- [Supplied records]:

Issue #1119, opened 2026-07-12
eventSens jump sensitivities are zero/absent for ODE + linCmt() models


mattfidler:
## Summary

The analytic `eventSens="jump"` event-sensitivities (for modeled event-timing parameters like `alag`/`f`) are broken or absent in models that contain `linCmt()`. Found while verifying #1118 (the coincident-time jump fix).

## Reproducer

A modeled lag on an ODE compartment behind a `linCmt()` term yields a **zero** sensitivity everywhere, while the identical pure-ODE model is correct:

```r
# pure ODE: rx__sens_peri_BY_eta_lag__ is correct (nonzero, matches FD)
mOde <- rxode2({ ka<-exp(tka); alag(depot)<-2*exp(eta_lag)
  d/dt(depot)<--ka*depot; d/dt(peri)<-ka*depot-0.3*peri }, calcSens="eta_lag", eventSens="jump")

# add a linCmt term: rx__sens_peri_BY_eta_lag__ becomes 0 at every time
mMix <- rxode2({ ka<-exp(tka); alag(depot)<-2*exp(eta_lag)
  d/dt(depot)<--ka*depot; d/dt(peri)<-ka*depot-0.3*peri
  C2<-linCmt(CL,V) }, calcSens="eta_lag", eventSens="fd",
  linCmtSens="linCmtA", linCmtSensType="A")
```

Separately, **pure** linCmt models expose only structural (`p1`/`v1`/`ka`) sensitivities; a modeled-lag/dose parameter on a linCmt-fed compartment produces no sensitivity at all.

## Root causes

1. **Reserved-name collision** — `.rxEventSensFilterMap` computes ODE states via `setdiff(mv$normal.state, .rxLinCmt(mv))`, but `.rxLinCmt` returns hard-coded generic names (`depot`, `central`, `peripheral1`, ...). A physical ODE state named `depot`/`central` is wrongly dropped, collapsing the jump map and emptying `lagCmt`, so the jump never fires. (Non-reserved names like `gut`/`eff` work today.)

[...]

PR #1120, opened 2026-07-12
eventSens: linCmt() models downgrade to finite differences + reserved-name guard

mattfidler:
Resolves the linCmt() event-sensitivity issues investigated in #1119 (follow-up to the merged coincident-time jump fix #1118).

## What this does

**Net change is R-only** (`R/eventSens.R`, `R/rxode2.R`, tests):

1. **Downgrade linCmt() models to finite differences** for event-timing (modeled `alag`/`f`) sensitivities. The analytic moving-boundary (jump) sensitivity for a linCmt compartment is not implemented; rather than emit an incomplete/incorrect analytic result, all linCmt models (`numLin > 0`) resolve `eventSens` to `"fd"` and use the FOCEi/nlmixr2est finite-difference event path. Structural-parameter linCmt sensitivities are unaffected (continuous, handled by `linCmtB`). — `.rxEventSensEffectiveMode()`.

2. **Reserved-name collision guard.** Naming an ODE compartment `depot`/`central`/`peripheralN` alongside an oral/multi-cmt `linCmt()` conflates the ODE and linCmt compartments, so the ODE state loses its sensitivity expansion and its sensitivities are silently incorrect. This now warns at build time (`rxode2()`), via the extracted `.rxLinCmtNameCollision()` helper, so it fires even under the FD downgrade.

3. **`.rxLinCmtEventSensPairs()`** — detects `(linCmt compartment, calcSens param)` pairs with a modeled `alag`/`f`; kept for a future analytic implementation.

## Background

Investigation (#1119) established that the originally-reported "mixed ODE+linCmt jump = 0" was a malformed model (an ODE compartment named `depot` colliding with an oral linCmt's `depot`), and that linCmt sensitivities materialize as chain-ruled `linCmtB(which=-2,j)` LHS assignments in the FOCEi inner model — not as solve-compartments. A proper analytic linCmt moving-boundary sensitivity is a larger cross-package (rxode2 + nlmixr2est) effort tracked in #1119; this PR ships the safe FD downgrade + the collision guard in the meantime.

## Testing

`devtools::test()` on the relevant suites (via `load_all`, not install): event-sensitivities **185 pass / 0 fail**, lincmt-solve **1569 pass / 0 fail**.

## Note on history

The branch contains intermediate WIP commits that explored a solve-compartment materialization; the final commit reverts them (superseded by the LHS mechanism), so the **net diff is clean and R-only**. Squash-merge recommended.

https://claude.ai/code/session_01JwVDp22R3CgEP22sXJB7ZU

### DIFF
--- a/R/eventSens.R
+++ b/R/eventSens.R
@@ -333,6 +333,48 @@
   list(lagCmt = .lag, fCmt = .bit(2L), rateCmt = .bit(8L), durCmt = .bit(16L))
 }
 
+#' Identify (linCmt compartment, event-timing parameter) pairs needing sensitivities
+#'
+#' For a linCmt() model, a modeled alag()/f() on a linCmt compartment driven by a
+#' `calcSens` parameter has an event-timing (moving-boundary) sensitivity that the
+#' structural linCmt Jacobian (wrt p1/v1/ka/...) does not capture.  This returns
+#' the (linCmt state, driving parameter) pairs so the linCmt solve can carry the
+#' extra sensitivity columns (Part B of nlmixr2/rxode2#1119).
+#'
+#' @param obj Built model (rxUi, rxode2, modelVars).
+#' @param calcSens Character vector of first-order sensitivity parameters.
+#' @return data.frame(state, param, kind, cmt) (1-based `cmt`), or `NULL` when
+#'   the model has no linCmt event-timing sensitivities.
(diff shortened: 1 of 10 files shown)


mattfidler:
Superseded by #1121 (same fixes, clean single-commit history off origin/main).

- [The problem]:
Your task is to give back every record exactly.

- [Answer below]:
Issue #1119, opened 2026-07-12
eventSens jump sensitivities are zero/absent for ODE + linCmt() models


mattfidler:
## Summary

The analytic `eventSens="jump"` event-sensitivities (for modeled event-timing parameters like `alag`/`f`) are broken or absent in models that contain `linCmt()`. Found while verifying #1118 (the coincident-time jump fix).

## Reproducer

A modeled lag on an ODE compartment behind a `linCmt()` term yields a **zero** sensitivity everywhere, while the identical pure-ODE model is correct:

```r
# pure ODE: rx__sens_peri_BY_eta_lag__ is correct (nonzero, matches FD)
mOde <- rxode2({ ka<-exp(tka); alag(depot)<-2*exp(eta_lag)
  d/dt(depot)<--ka*depot; d/dt(peri)<-ka*depot-0.3*peri }, calcSens="eta_lag", eventSens="jump")

# add a linCmt term: rx__sens_peri_BY_eta_lag__ becomes 0 at every time
mMix <- rxode2({ ka<-exp(tka); alag(depot)<-2*exp(eta_lag)
  d/dt(depot)<--ka*depot; d/dt(peri)<-ka*depot-0.3*peri
  C2<-linCmt(CL,V) }, calcSens="eta_lag", eventSens="fd",
  linCmtSens="linCmtA", linCmtSensType="A")
```

Separately, **pure** linCmt models expose only structural (`p1`/`v1`/`ka`) sensitivities; a modeled-lag/dose parameter on a linCmt-fed compartment produces no sensitivity at all.

## Root causes

1. **Reserved-name collision** — `.rxEventSensFilterMap` computes ODE states via `setdiff(mv$normal.state, .rxLinCmt(mv))`, but `.rxLinCmt` returns hard-coded generic names (`depot`, `central`, `peripheral1`, ...). A physical ODE state named `depot`/`central` is wrongly dropped, collapsing the jump map and emptying `lagCmt`, so the jump never fires. (Non-reserved names like `gut`/`eff` work today.)

[...]

PR #1120, opened 2026-07-12
eventSens: linCmt() models downgrade to finite differences + reserved-name guard

mattfidler:
Resolves the linCmt() event-sensitivity issues investigated in #1119 (follow-up to the merged coincident-time jump fix #1118).

## What this does

**Net change is R-only** (`R/eventSens.R`, `R/rxode2.R`, tests):

1. **Downgrade linCmt() models to finite differences** for event-timing (modeled `alag`/`f`) sensitivities. The analytic moving-boundary (jump) sensitivity for a linCmt compartment is not implemented; rather than emit an incomplete/incorrect analytic result, all linCmt models (`numLin > 0`) resolve `eventSens` to `"fd"` and use the FOCEi/nlmixr2est finite-difference event path. Structural-parameter linCmt sensitivities are unaffected (continuous, handled by `linCmtB`). — `.rxEventSensEffectiveMode()`.

2. **Reserved-name collision guard.** Naming an ODE compartment `depot`/`central`/`peripheralN` alongside an oral/multi-cmt `linCmt()` conflates the ODE and linCmt compartments, so the ODE state loses its sensitivity expansion and its sensitivities are silently incorrect. This now warns at build time (`rxode2()`), via the extracted `.rxLinCmtNameCollision()` helper, so it fires even under the FD downgrade.

3. **`.rxLinCmtEventSensPairs()`** — detects `(linCmt compartment, calcSens param)` pairs with a modeled `alag`/`f`; kept for a future analytic implementation.

## Background

Investigation (#1119) established that the originally-reported "mixed ODE+linCmt jump = 0" was a malformed model (an ODE compartment named `depot` colliding with an oral linCmt's `depot`), and that linCmt sensitivities materialize as chain-ruled `linCmtB(which=-2,j)` LHS assignments in the FOCEi inner model — not as solve-compartments. A proper analytic linCmt moving-boundary sensitivity is a larger cross-package (rxode2 + nlmixr2est) effort tracked in #1119; this PR ships the safe FD downgrade + the collision guard in the meantime.

## Testing

`devtools::test()` on the relevant suites (via `load_all`, not install): event-sensitivities **185 pass / 0 fail**, lincmt-solve **1569 pass / 0 fail**.

## Note on history

The branch contains intermediate WIP commits that explored a solve-compartment materialization; the final commit reverts them (superseded by the LHS mechanism), so the **net diff is clean and R-only**. Squash-merge recommended.

https://claude.ai/code/session_01JwVDp22R3CgEP22sXJB7ZU

### DIFF
--- a/R/eventSens.R
+++ b/R/eventSens.R
@@ -333,6 +333,48 @@
   list(lagCmt = .lag, fCmt = .bit(2L), rateCmt = .bit(8L), durCmt = .bit(16L))
 }
 
+#' Identify (linCmt compartment, event-timing parameter) pairs needing sensitivities
+#'
+#' For a linCmt() model, a modeled alag()/f() on a linCmt compartment driven by a
+#' `calcSens` parameter has an event-timing (moving-boundary) sensitivity that the
+#' structural linCmt Jacobian (wrt p1/v1/ka/...) does not capture.  This returns
+#' the (linCmt state, driving parameter) pairs so the linCmt solve can carry the
+#' extra sensitivity columns (Part B of nlmixr2/rxode2#1119).
+#'
+#' @param obj Built model (rxUi, rxode2, modelVars).
+#' @param calcSens Character vector of first-order sensitivity parameters.
+#' @return data.frame(state, param, kind, cmt) (1-based `cmt`), or `NULL` when
+#'   the model has no linCmt event-timing sensitivities.
(diff shortened: 1 of 10 files shown)


mattfidler:
Superseded by #1121 (same fixes, clean single-commit history off origin/main).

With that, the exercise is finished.